• _YOUR TASK_
All lines in the material below that hold "grace" should be found and copied.

• _MATERIAL PROVIDED_

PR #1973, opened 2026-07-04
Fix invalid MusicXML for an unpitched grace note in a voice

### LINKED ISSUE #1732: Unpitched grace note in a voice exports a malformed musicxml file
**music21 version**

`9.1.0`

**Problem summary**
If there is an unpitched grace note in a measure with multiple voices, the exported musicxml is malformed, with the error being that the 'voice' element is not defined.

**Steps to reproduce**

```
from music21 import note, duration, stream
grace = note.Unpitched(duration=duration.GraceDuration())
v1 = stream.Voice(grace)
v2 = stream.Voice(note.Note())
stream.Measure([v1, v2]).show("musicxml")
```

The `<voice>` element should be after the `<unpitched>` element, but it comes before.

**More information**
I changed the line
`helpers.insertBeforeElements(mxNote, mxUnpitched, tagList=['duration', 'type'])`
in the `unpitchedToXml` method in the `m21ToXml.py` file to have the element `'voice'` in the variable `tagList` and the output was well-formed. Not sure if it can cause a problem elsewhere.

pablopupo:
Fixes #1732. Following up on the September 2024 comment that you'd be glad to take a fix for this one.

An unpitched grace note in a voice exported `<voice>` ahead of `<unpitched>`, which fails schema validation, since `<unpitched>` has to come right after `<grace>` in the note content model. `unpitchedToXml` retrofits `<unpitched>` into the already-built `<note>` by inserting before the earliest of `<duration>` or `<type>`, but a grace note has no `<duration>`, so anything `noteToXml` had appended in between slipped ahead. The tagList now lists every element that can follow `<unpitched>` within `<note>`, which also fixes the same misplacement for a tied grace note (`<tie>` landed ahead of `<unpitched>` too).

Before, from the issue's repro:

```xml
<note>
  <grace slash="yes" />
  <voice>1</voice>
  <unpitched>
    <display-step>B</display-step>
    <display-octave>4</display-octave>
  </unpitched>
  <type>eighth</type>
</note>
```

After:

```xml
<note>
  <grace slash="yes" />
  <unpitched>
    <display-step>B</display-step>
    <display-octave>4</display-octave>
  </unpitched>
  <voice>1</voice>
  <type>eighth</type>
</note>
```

* * *

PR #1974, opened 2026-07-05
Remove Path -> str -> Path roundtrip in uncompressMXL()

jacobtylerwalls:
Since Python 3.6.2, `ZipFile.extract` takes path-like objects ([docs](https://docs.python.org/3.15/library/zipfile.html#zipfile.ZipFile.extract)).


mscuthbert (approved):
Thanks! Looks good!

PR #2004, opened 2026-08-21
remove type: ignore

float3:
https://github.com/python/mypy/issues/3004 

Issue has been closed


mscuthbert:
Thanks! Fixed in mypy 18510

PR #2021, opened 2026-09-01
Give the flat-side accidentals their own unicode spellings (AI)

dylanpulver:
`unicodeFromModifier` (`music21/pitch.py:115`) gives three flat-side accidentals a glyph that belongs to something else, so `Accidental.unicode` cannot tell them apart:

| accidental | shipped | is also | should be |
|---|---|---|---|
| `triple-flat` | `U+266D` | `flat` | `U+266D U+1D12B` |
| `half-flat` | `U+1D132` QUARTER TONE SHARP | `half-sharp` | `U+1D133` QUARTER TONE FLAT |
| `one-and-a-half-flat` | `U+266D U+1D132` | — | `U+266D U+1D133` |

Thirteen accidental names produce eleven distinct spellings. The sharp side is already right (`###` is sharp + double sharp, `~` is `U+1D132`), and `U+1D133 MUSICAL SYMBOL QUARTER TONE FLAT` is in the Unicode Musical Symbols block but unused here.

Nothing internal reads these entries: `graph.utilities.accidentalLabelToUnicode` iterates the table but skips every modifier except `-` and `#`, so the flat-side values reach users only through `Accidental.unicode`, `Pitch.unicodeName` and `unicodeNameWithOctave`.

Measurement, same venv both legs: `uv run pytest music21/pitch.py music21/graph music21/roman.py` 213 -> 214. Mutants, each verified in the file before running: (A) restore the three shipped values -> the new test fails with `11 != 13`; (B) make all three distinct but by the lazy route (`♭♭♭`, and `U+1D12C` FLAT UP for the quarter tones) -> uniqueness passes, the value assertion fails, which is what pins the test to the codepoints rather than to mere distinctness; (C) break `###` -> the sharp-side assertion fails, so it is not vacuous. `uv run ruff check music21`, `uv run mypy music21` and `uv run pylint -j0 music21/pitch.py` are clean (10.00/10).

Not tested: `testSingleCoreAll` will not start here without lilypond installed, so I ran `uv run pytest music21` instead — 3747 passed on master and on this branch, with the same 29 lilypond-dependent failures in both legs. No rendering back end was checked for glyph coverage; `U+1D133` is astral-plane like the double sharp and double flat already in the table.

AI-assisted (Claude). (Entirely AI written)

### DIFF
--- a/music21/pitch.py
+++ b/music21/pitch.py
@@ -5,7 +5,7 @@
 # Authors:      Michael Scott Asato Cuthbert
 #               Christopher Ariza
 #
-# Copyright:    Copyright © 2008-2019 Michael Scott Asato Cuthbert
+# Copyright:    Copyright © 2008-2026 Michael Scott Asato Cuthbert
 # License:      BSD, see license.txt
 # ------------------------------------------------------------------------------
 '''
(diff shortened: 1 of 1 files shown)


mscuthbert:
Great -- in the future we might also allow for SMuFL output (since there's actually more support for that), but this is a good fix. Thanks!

---

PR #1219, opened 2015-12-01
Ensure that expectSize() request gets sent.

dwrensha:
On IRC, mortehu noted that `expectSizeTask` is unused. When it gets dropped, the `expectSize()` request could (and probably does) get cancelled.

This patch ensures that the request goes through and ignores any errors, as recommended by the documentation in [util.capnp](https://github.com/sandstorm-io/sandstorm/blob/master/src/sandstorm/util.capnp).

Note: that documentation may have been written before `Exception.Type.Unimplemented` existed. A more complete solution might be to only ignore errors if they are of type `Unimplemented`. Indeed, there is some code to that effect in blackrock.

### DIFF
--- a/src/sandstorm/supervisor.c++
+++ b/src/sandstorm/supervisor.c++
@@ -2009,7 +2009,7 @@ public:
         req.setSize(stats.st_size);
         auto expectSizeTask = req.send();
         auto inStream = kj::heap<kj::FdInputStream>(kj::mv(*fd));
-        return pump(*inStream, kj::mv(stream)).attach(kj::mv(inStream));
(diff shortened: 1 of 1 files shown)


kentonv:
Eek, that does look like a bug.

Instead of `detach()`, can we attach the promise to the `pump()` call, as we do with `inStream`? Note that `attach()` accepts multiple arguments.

• _WRITTEN RESPONSE_
Fix invalid MusicXML for an unpitched grace note in a voice
### LINKED ISSUE #1732: Unpitched grace note in a voice exports a malformed musicxml file
If there is an unpitched grace note in a measure with multiple voices, the exported musicxml is malformed, with the error being that the 'voice' element is not defined.
grace = note.Unpitched(duration=duration.GraceDuration())
v1 = stream.Voice(grace)
An unpitched grace note in a voice exported `<voice>` ahead of `<unpitched>`, which fails schema validation, since `<unpitched>` has to come right after `<grace>` in the note content model. `unpitchedToXml` retrofits `<unpitched>` into the already-built `<note>` by inserting before the earliest of `<duration>` or `<type>`, but a grace note has no `<duration>`, so anything `noteToXml` had appended in between slipped ahead. The tagList now lists every element that can follow `<unpitched>` within `<note>`, which also fixes the same misplacement for a tied grace note (`<tie>` landed ahead of `<unpitched>` too).
  <grace slash="yes" />
  <grace slash="yes" />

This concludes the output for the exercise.